From the point of arrival at Dubai International Airport (DXB), visitors will see bees on screens, on the floors and across the food and beverage outlets. There will also be a complete takeover of PANGAIA’s DXB storefront in Terminal 3, Concourse B with animations depicting deserted land that, over time, flourishes after the arrival of a colony of bees. The takeover is a result of the collective support of the businesses supporting the campaign - from Dubai Airports and JCDecaux to Lagardère Travel Retail and PANGAIA.

At COP28 the buzz will continue. In partnership with Expo City Dubai, Trillion Bees and Bee The Change will be launched at a high-level event in the amazing Terra - The Sustainability Pavilion, reflecting Expo City’s commitment to creating a more sustainable future for all. Terra will also be the home for two additional panels presenting the mission of the new global movement during COP28, and honey snacks will be provided by Hatta Honey.

Bees buzzing at the Global Citizen Forum

At The Earth Age, Global Citizen Forum’s second chapter of the celebrated Butterfly Effect trilogy, hosted at the InterContinental Resort in Ras Al Khaimah, Bee The Change will be brought to life on December 6-7 with live printing of T-shirts and engaging talks.

SWARM art installation to engage COP28 delegates

Centrally located in the Green Zone of COP28 and with a small version in Blue Zone,

Bee The Change and PANGAIA will present an art installation depicting a swarm of bees created by globally renowned origami artist Leonie Bradley. The interactive artwork, titled SWARM, invites delegates of COP28 to contribute by putting pen to paper, writing their pledge to nature and adding it to the artwork to embody how the collective action of many hands can make positive change.

Bee The Change: a new nature documentary 

As part of the global Bee The Change campaign, a new nature documentary is in development. The documentary is being made by the award-winning filmmakers Josh and Rebecca Tickell, most famous for their environmentally-focused viral filmmaking in Kiss The Ground (2020). The Bee The Change documentary will be a stunning and emotional film focused on the story of humanity’s dependence on nature and the magic work of bees and other pollinators in the creation of life.

PANGAIA is one of the executive producers, along with G42 and a group of other international profiles. The film will have its one-time world-first preview at COP28 on the main stage in Green Zone, with its full premiere scheduled for May 2024.


About Trillion Bees 

Trillion Bees is a coalition of businesses, organisations and individuals united in our concern for the health of our planet’s pollinators. Working side-by-side, we’ll use our combined platforms to raise awareness to reverse biodiversity loss and protect bees and pollinators from extinction through the campaign and global movement Bee The Change.

Bee The Change aims to be a new global movement and campaign to engage citizens by raising awareness and changing behaviours.
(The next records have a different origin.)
PR #1793, opened 2017-03-03
Replay

KirillOsenkov:
Binary log replay functionality. 

Instead of specifying a project or solution, you can specify a .binlog file to "build" and it will replay all the events in the source log into the usual loggers.

Note that BuildLogReplayEventArgs and its base class EventArgsDispatcher need to be made public for the replay functionality in MSBuild.exe to work. I've made the class sealed and added <remarks> with explanations.

### DIFF
--- a/src/Build/Logging/BinaryLogger/BinaryLogReplayEventSource.cs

Bees and other pollinators are critical to our food supply—they pollinate 70 of the approximately 100 crop species that feed 90% of the world. According to the UN, bee and pollinator colonies have been collapsing in many parts of the world, with over a dozen factors all playing their part – from decline in flowering plants and the use of pesticides, to spread of pests and air pollution.